Download the data file to your directory from Moodle. Load it into your workspace either with the code below (you may need to change the path to where the dataset is located). Alternatively, you can use the 'Import Dataset' button in the top-right of Rstudio.
```{r load myData}
sparrows <- read.table("sparrows.dat", header=TRUE)
```
Next print the first few rows of the dataset to get an idea of what the data look like.
```{r}
head(sparrows)
```
Column 1 (totL): Total Length
Column 2 (AlarE): Alar Extent
Column 3 (bhL): Length of Beak and Head
Column 4 (hL): Length of Humerus
Column 5 (kL): Length of keel of Sternum
Subsequently to the measurements being taken on the sparrows, about half the sparrows died (sparrows in rows 1-21 survived; sparrows in rows 22-49 died) and the scientists were interested in the possibility that the sparrows, which died tended to have more extreme measurements on some or all of the variables.
We look to create classification rules based on these variables using linear regression and $k$-nearest neighbours.
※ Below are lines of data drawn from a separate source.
PR #1307, opened 2024-12-02
Capture search event

sbastn:
To better understand how to enhance the search functionality for an upcoming project, I'd like to track the specific terms and queries that our users are searching for. This will help us identify patterns, prioritize improvements, and ensure the search results are more relevant to their needs.

I've created a `debounce` method so we don't track every single search character. This means that that the search is behaving a bit differently. We wait 300ms after user input to submit the query.

The queries are sent to PostHog.

## QA

There is no PostHog environment configured for local testing, so your browser console will show you an error. If you want to verify the values sent to PostHog, override the `trackSearch` method to only output the query to the console:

If these perform well it might suggest that there are differences in the variables across the two groups.
* Create an outcome variable y based on the description above
* Split the data into training and validation datasets (there is too little data to split into three datasets).
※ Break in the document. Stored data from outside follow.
PR #1330, opened 2024-12-19
Bring the support widget to the support site

dallasread:
Load up a support widget on an empty page in dev mode with hot-reloading, etc:

```
yarn widget
```

You can add the support widget on _any website_ (with a permitted csp policy like dnsimple.com or blog.dnsimple.com):

```js

const $div = document.createElement('div')
$div.id = 'support-widget'
document.body.appendChild($div);

$script.src = `https://deploy-preview-1330--dnsimple-support.netlify.app/widget.js`;

```


kojdm (approved):
LGTM!

PR #1331, opened 2024-12-19
Trigger to open the support widget

dallasread:
This PR makes the support widget fill more of the screen, as well:

- Adds `data-dnsimple-open-support-widget`: can be added to any DOM element to trigger the opening of the widget.
- Adds `data-dnsimple-current-site-url="https://NOTHING.dnsimple.com"`: used to determine if the article is for the site the customer is already on. For example, if the customer is @ dnsimple.com and they search for alias, we want the result to show in the support widget browser. If they are on support.dnsimple.com, then we want to do a full page load to the result.

image

## QA

Test using `yarn widget`:

- Search for `alias`.
- The search result links should open in the widget (because `data-dnsimple-current-site-url="https://NOTHING.dnsimple.com"` doesn't match the current site).

Test the [preview](https://deploy-preview-1331--dnsimple-support.netlify.app/):

- Search for `alias`.
- Click on a result should change the page like a normal page click (not use the support widget browser OR be in a new tab).

Test on DNSimple.com:

```js

$script.src = `https://deploy-preview-1331--dnsimple-support.netlify.app/widget.js`;

```

- The search result links should open in the widget.


dallasread:
I think we should make same-site links open normally (eg. without new tab, not in support widget) before releasing this.

_widget/src/components/app/component.vue
```diff
@@ -101,27 +114,33 @@ export default {
     },
 
     focus () {
-      const $header = this.$refs.header;
+      nextTick(() => {
```
dallasread, line 117: Need to wait a tick before the input is rendered.

_widget/src/components/app/component.vue
```diff
@@ -101,27 +114,33 @@ export default {
...
     fetchArticles (done) {
+      if (this.isFetched) return done();
+
       const script = document.createElement('script');
 
       this.isLoading = true;
 
       script.type = 'text/javascript';
-      script.src = `${this.rootURL}/search.js`;
+      script.src = `https://support.dnsimple.com/search.js`;
```
dallasread, line 137: This'll be cleaned up when we add multiple sources (eg. dev site articles).

package.json
```diff
@@ -32,8 +32,8 @@
   "scripts": {
     "live": "concurrently 'bundle exec nanoc live' 'bundle exec rake compile'",
     "build": "./node_modules/.bin/webpack && vite build ./_widget",
-    "lint": "eslint _widget content spec",
-    "lint:fix": "eslint _widget content spec --fix",
+    "lint": "eslint _widget src spec",
```
dallasread, line 35: :robot: was complaining.

templates/search.js.erb
dallasread, line 1: Can't wait to not make this an `erb` file. 😄

kojdm (approved):
Works really well! 🙌

PR #581, opened 2020-04-08
Detect file type

### LINKED ISSUE #573: Detect File Type
We need a function to detect if a file is a pcap or a zeek log. I'm not sure how we're going to do this. I was thinking we could check the encoding and see if its binary or utf-8.

jameskerr:
Fixes #573 

This function reads the first 4 bytes to see if it matches the pcap signatures, then checks for zeek headers on the first four lines with a regex, then checks for json by reading the first 4 lines and seeing if they are json parsable.


src/js/lib/fileType.test.js
```diff
@@ -0,0 +1,22 @@
+/* @flow */
+
+import path from "path"
+
+import lib from "./"
+
+const testFile = (name) => path.join(__dirname, "../../../itest/", name)
+const pcap = testFile("sample.pcap")
```
mikesbrown, line 8: @jameskerr Can I add a pcapng to this for you? I had planned to anyway and this is a good place to start testing it.

src/js/lib/fileType.js
```diff
@@ -0,0 +1,83 @@
...
+  let bytes = await firstBytes(file, 4)
+  for (let hex of PCAP_HEXES) {
+    if (bytes instanceof Buffer && bytes.equals(Buffer.from(hex, "hex")))
+      return true
+  }
+  return false
+}
+
+function isZeekHeader(line) {
+  return /^#\w+\s+\S+/.test(line)
```
mikesbrown, line 47: This will match a trivially-contrived sourcable sh file, like
```sh
#source me to do stuff
export A=b
```
Instead of `^#\w+\s+\S+`, check for `^#separator \S+` ?

src/js/lib/fileType.test.js
```diff
@@ -0,0 +1,22 @@
...
+const zeek = testFile("sample.zeek.log")
+const json = testFile("sample.json.zeek.log")
```
mikesbrown, line 10: Could you please make these come from sample.pcap already in the repo? You can do this by adding `itest/sample.pcap` to brim and then running the following on its bzng:
```sh
zq -f zeek itest/sample.pcap.brim/all.bzng > itest/sample.tsv
zq -f ndjson itest/sample.pcap/brim/all.bzng > itest/sample.ndjson
```
This makes it easier for testing and the resulting files will be smaller.

src/js/lib/fileType.test.js
jameskerr: Yeah, that's fine with me!

src/js/lib/fileType.js
jameskerr: I see what you mean. How does the proposed regex prevent that problem?

I'm also checking the first 4 lines of the file to see if they match that regex. Is it true that all zeek filees start with the "separator" header?

Lastly, is it a security concern if they spoof this with a non-zeek file? All we do with it pass along the file path to zqd. Whatever they do in zqd will probably throw an error. I don't think anything is able to be "sourced".

Let me ask a zqd dev if this needs to be more robust. @henridf will this zeek detector regex be good enough for ingest?

src/js/lib/fileType.test.js
jameskerr: Yes, I will do that.

src/js/lib/fileType.js
mikesbrown: > Is it true that all zeek filees start with the "separator" header?

I think they must since all lines after have to use the separator as defined.

> Lastly, is it a security concern if they spoof this with a non-zeek file? 

Not necessarily. My $0.02 was, if we are doing file detection we can at least block obviously invalid text files before they go all the way through to zqd.

jameskerr: Aww I see what you mean. If someone accidentally gives us a file with standard `#` comments at the top of the file (which many files do). Got it. Yeah I'll update that.

src/js/lib/fileType.test.js
mikesbrown: Added via:
```sh
mergecap -F pcapng -w sample.pcapng sample.pcap
```

src/js/lib/fileType.js
mikesbrown: Thanks. Still happy to hear anyone else's comments on this issue.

* Scale the data appropriately.
* Fit a regression model and knn and record the classification results.
* Which method is best for these data?
### Question 3) - advanced question
* Look again at the *regression* models fitted above. So far we've only looked at models that use all the variables, despite the fact that some may not be important. Try looking at the <<t>>step</tt> function in R by typing
```{r}
?step
```
This function conducts stepwise variable selection on a fitted linear model.
* Apply stepwise selection to your fitted models in Questions 1 and 2
* Create a regression model with this new set of variables (assuming the stepwise procedure removes some of them).
* Predict the labels of the training data with a (possibly) reduced model and compare your classification results to previous ones. Does anything change?